- Opening Delimiter -

PR #918, opened 2025-02-17
Only error on k8s when it is a lone word

aireilly:


apinnick (approved):

apinnick:
This might be a problem. I recall a writer recently using 'OVN-k8s'.

PR #5455, opened 2022-11-10
Correction of unclear Japanese translation

geeknees:
## What does this PR do?

'最低頻度の通知` means Minimum Frequency Notification. I understand that the intent here is the minimum time for advance notice of meetings, so I have changed the Japanese translation.

## Type of change

## How should this be tested?

- [x] Check in development environment

スクリーンショット 2022-11-10 15 23 44


alannnc (approved):
Looks good and even google translate agrees on this! Thank you!

PR #5457, opened 2022-11-10
Self-hosted: Team Event Created without explicitly setting locations crashes on /booking page

hariombalhara:
In self-hosted, calvideo isn't default and thus an event can be created without locations

This error comes right now on local, while booking such an event.

Screenshot 2022-11-10 at 2 33 22 PM


sean-brydon (approved):
LGTM - Good catch

PR #5462, opened 2022-11-10
App-Store/Delete Slack App

### LINKED ISSUE #5322: [CAL-301] Remove slack from prod app
Slack app is currently broken and needs removed from prod DB and seed.

hariombalhara:
Slack App needs to be completely redone due to major Slack API changes I guess @sean-brydon ?
It isn't a priority right now, so just remove the app so that people don't use it.
Closes #5322


sean-brydon:
Yeah this isn't necessarily due to the fact slack has had API changes - it's the fact the approach we were taking before was quiet hacky and should ideally be used with their BoltJS framework made for making slack bots. However, this requires another server to be spun up to run.

sean-brydon (approved):
LGTM - we should deffo find time / another person to pick this up @Jaibles

Issue #5424, opened 2022-11-08
[CAL-334] disable Update button unless you make a change that requires changing


Udit-takkar:
Follow up [https://github.com/calcom/cal.com/issues/5401](https://github.com/calcom/cal.com/issues/5401)

> From [SyncLinear.com](https://synclinear.com)

PR #5482, opened 2022-11-11
fix: use .watch() to disable update btn

Udit-takkar:
refs: #5424

https://user-images.githubusercontent.com/53316345/201348407-6136c4ab-4702-4389-95f9-86219027c257.mov

this was suggested by @Jaibles here https://threads.com/34433127474?s=ucqt4HpZQcM3tsQmy5m8G5


apps/web/pages/settings/my-account/profile.tsx
```diff
@@ -156,7 +156,7 @@ const ProfileView = () => {
   const {
     reset,
     // eslint-disable-next-line @typescript-eslint/no-unused-vars
```
zomars, line 158:
```suggestion
```

zomars (changes requested):
No need for use `watch` we can just use the `isDirty` property from `formState`

zomars (commented):
LGTM

zomars (approved):

Udit-takkar:
@zomars  we don't want the update button to be enabled when username is changed because there is already a separate update button for it. isDirty is checking all the fields (including username)

  is there any other way other than .watch() to achieve this?

Screenshot 2022-11-12 at 3 47 12 PM

zomars:
We should encapsulate the username field in another form. So it can have it's own formstate

PR #5493, opened 2022-11-11
Update engines to >=16.x in apps/web and monorepo

emrysal:
## What does this PR do?

Dropping support for 14.x going forward unless reasons exist for persisting our support.

Allow 18.x and potential future versions, In my opinion shouldn't should lock unless we know for a fact a version does not work. So far my observations of 18.x are positive.


zomars (approved):
Let's go!

PR #5514, opened 2022-11-14
Update UI components to be able to use them in Console

JeroenReumkens:
## What does this PR do?

Updates UI components to be able to use them in Console.

Two main changes have been done: 
1. Changed ID of `wizard-form` steps to prefix with `wizard` instead of `setup` to make it more generic. 
2. Remove cloning of form elements in `<Form>` component, since this would break the usage of any field if NOT wrapped in a div. The reason it is not broken in `web` is because in `web` we always wrap input fields in a div. See PR comment in file for more detail. 

## Type of change

## How should this be tested?

- [ ] Check the wizard form in `auth/setup` and verify that it is still looking good and working
- [ ] Verify the usage of forms, the data should still be submitted correctly. For example the API key form in the settings page or the login form uses this new form.


packages/ui/v2/core/WizardForm.tsx
```diff
@@ -52,8 +52,8 @@ function WizardForm<T extends DefaultStep>(props: { href: string; steps: T[]; co
               loading={currentStep.isLoading}
               type="submit"
               color="primary"
-              form={`setup-step-${step}`}
```
JeroenReumkens, line 55: "setup" felt really tailored to the usage in `/auth/setup`. Changed it to `wizard` so it's a reusable id in other forms as well.

packages/ui/components/form/inputs/Input.tsx
```diff
@@ -296,25 +296,7 @@ const PlainForm = <T extends FieldValues>(props: FormProps<T>, ref: Ref<HTMLForm
             });
         }}
         {...passThrough}>
-        {
-          /* @see https://react-hook-form.com/advanced-usage/#SmartFormComponent */
-          React.Children.map(props.children, (child) => {
```
JeroenReumkens, line 301: This was actually breaking all our forms 🤯  
I've been searching everywhere why my new forms in `Console` where NOT working (state got lost of the form fields), but all the fields in web actually WERE working. 

Well.... It turns out that the fields in `Web` also don't work if you put them as a direct child of the form. In `Web` we seem to have gotten used to wrap all our inputs at least in a `div` or `fieldset` to get it to work. So instead of also wrapping my fields in `Console` in `divs` as well, I opted to remove it. 

Would love your opinions on this to know fur sure I didn't went crazy 😁

sean-brydon:
All looks good - not 100% sure on the reasoning behind the Input createElement stuff to begin with - maybe @emrysal has any ideas why we were doing this?

JeroenReumkens:
> All looks good - not 100% sure on the reasoning behind the Input createElement stuff to begin with - maybe @emrysal has any ideas why we were doing this? 

The main reason I believe this was done, was so we don't need to add register to all inputs. Making it easier to render inputs. However, that didn't work at all I noticed. It seems to add wrong parameters. And while diving deeper I found out that we actually don't use it anywhere in web, since we wrap all components in an extra Div, and this createElement only looped through the top level children. If you added any input in the top level in web, you notice that these forms break (lose their data when submitting) as well.

packages/ui/components/form/inputs/Input.tsx
emrysal: Looking at https://codesandbox.io/s/react-hook-form-smart-form-component-forked-iq89z?file=/src/components.js:109-117 there was a mistake made in the manner we handle non-array situations. 

Adopting the following logic seems ideal

```javascript
{Array.isArray(children)
    ? children.map((child) => {
        return child.props.name
          ? React.createElement(child.type, {
              ...{
                ...child.props,
                register,
                key: child.props.name
              }
            })
          : child;
      })
    : children}
```

emrysal:
I've added a code snippet and yes that seems to be the idea @JeroenReumkens - not that we ever used that capability. I do like the idea of auto-registering fields.

JeroenReumkens:
I do like it as well @emrysal. But for now it is broken. So I think removing makes most sense for now. 
We can always add a working version later 😁

packages/ui/components/form/inputs/Input.tsx
JeroenReumkens: I tried that as well. Didn't work either 🤷‍♂️

Also replaced createElement with cloneElement, since that also keeps references for the children. That actually DID work. But I find that quite a risky change to add randomly in this PR. That's why I opted to actually delete it since it is broken now and we don't use it.

emrysal (approved):
Approving with the minor sidenote that Form probably should not be living in `components/form/inputs/Input.tsx` - before it was living in `form/fields.tsx` which also isn't ideal (I think form is where a `index.ts` would make sense)

JeroenReumkens:
Agree @emrysal. Just created an issue for this to do that soon.

pumfleet (approved):

packages/ui/components/form/inputs/Input.tsx
zomars: Yeah I think this abstraction isn't clear enough and we should get rid of it meanwhile we come up with a better one.

PR #5515, opened 2022-11-14
Techdebt/upgrade node18 deps

emrysal:
## What does this PR do?

* Don't support NodeJS 17
* Upgrade all libraries not compatible with node 18 to versions that are.


zomars:
Let's see why tests are failing @emrysal will come back to it once these are passing.

emrysal:
Continued in https://github.com/calcom/cal.com/pull/5622 which is currently being blocked by a typescript error in latest next-auth.

PR #5519, opened 2022-11-14
Use Intl.DateTimeFormat logic to determine locale.

emrysal:
I believe in ChromeHeadless `window.navigator.language` === "": this is throwing errors.

image

(Shared IP in screenshot is AWS, not PII)


leog (approved):
LGTM nice tweak!

PR #5520, opened 2022-11-14
fix: update new team cancel button url

G3root:
## What does this PR do?

before:
https://www.loom.com/share/b1817147a30f4e48acbea1364da1836d

after:
https://www.loom.com/share/137a20734758426b8cfe915f1d342b27

## Type of change


emrysal:
@baileypumfleet @zomars where do we want this to go? Going to the main setting page is not ideal as a possible flow ends up being "/teams" > add a new team > cancel > settings.

zomars:
> @baileypumfleet @zomars where do we want this to go? Going to the main setting page is not ideal as a possible flow ends up being "/teams" > add a new team > cancel > settings.

Ideally we could set a `returnTo` query so we can conditionally return to where we were before starting the new team flow IMO.

G3root:
@emrysal @zomars pushed some changes to set link based on the `returnTo` query param

zomars (approved):
Thank you for your contribution 🙏 @G3root

PR #5521, opened 2022-11-14
Removed an invalidate onDelete + updated test

emrysal:
## What does this PR do?

* Fixes invalidate `await utils.viewer.teams.get.invalidate();` holding up the delete. It tried 3 times to invalidate all resulting in 404's as the resource was gone at that point. 
* Test would break occasionally if any other test for any reason created a team, so did a minor update to fix that potential flakiness.


leog (approved):
LGTM nice catch!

- Closing Delimiter -

# [BRIEF]
Repeat, word for word, the lines above between the line holding "the Japanese translation." and the line holding "Yeah this isn't", inclusive; omit everything else.

# [TASK OUTPUT]
'最低頻度の通知` means Minimum Frequency Notification. I understand that the intent here is the minimum time for advance notice of meetings, so I have changed the Japanese translation.

## Type of change

## How should this be tested?

- [x] Check in development environment

スクリーンショット 2022-11-10 15 23 44


alannnc (approved):
Looks good and even google translate agrees on this! Thank you!

PR #5457, opened 2022-11-10
Self-hosted: Team Event Created without explicitly setting locations crashes on /booking page

hariombalhara:
In self-hosted, calvideo isn't default and thus an event can be created without locations

This error comes right now on local, while booking such an event.

Screenshot 2022-11-10 at 2 33 22 PM


sean-brydon (approved):
LGTM - Good catch

PR #5462, opened 2022-11-10
App-Store/Delete Slack App

### LINKED ISSUE #5322: [CAL-301] Remove slack from prod app
Slack app is currently broken and needs removed from prod DB and seed.

hariombalhara:
Slack App needs to be completely redone due to major Slack API changes I guess @sean-brydon ?
It isn't a priority right now, so just remove the app so that people don't use it.
Closes #5322


sean-brydon:
Yeah this isn't necessarily due to the fact slack has had API changes - it's the fact the approach we were taking before was quiet hacky and should ideally be used with their BoltJS framework made for making slack bots. However, this requires another server to be spun up to run.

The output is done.